The USD/CAD pair extended its retracement slide from the YTD peak, around the 1.3075-1.3080 area set on Friday and witnessed some follow-through selling for the second successive day on Tuesday. The downward trajectory dragged spot prices to a three-day low, closer to the 1.2900 mark during the early European session and was sponsored by a combination of factors.
Crude oil prices gained some positive traction and built on the overnight bounce from the vicinity of a one-month low amid worries about tightening global supplies, which benefitted the commodity-linked loonie. On the other hand, a generally positive tone around the equity markets undermined the safe-haven US dollar and exerted downward pressure on the USD/CAD pair.

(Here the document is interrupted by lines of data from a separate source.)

PR #2202, opened 2025-11-24
treewide: add level() or applyConfig() where missing

veprbl:
There are factories that don't call `level` or `applyConfig`, which prevents `LogLevel` and other configuration parameters from being passed to the algorithm. This leads to surprising behaviors when using or debugging EICrecon.

- [x] Bug fix (issue #__)
- [ ] New feature (issue #__)
- [ ] Documentation update
- [ ] Other: __

No

No


ruse-traveler (approved):
Nice! Good catch!

PR #2226, opened 2025-12-11
linux-eic-shell.yml: use clang for ASAN builds

veprbl:
The CI has false positive failures with ASAN/Eigen. We probably can overcome those with correct setting of `EIGEN_MALLOC_ALREADY_ALIGNED` once #2223 is ready. This should allow to unblock meanwhile.

- [x] Bug fix (issue #__)
- [ ] New feature (issue #__)
- [ ] Documentation update
- [ ] Other: __

No
No

### DIFF
--- a/.github/workflows/linux-eic-shell.yml
+++ b/.github/workflows/linux-eic-shell.yml
@@ -539,7 +539,7 @@ jobs:
     - npsim-gun
     strategy:
       matrix:
-        CXX: [g++]
+        CXX: [clang++]
         particle: [e]
         detector_config: [craterlake]
     steps:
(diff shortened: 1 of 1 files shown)


wdconinc (approved):
> The CI has false positive failures with ASAN/Eigen. 

Not a false positive (since memory behavior is actually different). And this is technically not a solution either, since this still results in the same discrepancy between Eigen functions as compiled in ACTS and Eigen functions as compiled in EICrecon.

So, this may mean that the only reason this works it that address sanitizer in clang doesn't detect it, not that there are no issues there.

But ok, let's ship it.

veprbl:
I agree. We can revert everything to g++ (and move dis/gun jobs to g++ in addition), when the other PR is live.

That said, growing market concerns about slowing global economic growth and fuel demand could act as a headwind for crude oil prices. Furthermore, expectations that the Fed would tighten its monetary policy at a faster pace to curb soaring inflation could lend support to the USD. This should help limit deeper losses for the USD/CAD pair, warranting caution for bears.
The markets seem convinced that the US central bank would stick to its aggressive policy tightening path and have been pricing in another 75 bps rate hike at the next FOMC meeting in July. The bets were reinforced by a fresh leg up in the US Treasury bond yields, which supports prospects for the emergence of USD dip-buying and should lend support to the USD/CAD pair.
Hence, it would be prudent to wait for strong follow-through selling before confirming a near-term top for the USD/CAD pair and positioning for any meaningful corrective slide. Traders now look forward to the release of Canadian monthly Retail Sales figures, which, along with Existing Home Sales data from the US, might provide some impetus to the USD/CAD pair.